Governance is a system and processes of making decisions, exercise by country leaders or
organizations. Governance influences how an organization’s objective is set and achieved, how risk is
monitored and addressed, and how performance is optimized.

2. Explain whether the following statement is true or false. “Governance is exercised only by
the government of a country”.
The statement is false. Governance can be exercise by both government and organization.
Governance can be used in corporate, international, national, and local governance because these
entities can also make decisions and implement it through their power or authority.

3. Explain how governance can be used in the following contexts and give appropriate
examples:

a. National Governance – Focuses on the pursuit of sociopolitical and socioeconomic order of a


country in order to do these a good governance is required to maintains internal and external security
and stability. Through good governance national government are able to established national laws and
enforce them, an example is formulation of environmental laws and its implementation.

b. Local Governance – Through local governance local leader and authority can initiate a
community’s economic planning efforts to build on their official community plan and economic
development strategy.

c.
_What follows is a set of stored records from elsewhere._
PR #2605, opened 2020-08-14
Tweaks to the publishing process

jeffposnick:
R: @philipwalton 

This tweaks the release process in two ways:

- We no longer generate .tar.gz and .zip archives of each release and attach them to the corresponding GitHub release, since there are many other ways of consuming the Workbox code nowadays, and it's not clear that anyone uses those archives.

- It explicitly requires passing in `--distTag=...` when running `gulp publish`, removing the previous logic that checked for the `master` branch name and switched between `latest` and `next` based on that. Being explicit is a bit more work, but since we may not go back to using `master`, it seemed like the thing to do.

### DIFF
--- a/gulp-tasks/publish.js
+++ b/gulp-tasks/publish.js
@@ -9,6 +9,7 @@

Corporate Governance - Governance is a key to create a system of rules and practices that
determines how a company operates and how t it aligns the interest of all its stakeholders. An
example is when formulating strategic planning, decision making and managing risk.

d. International Governance - It is the global level of governance where a movement towards


political cooperation among transnational actors, aimed at negotiating responses to problems that
affects more than one state or region.

4. Explain briefly the eight (8) basic characteristics of good governance.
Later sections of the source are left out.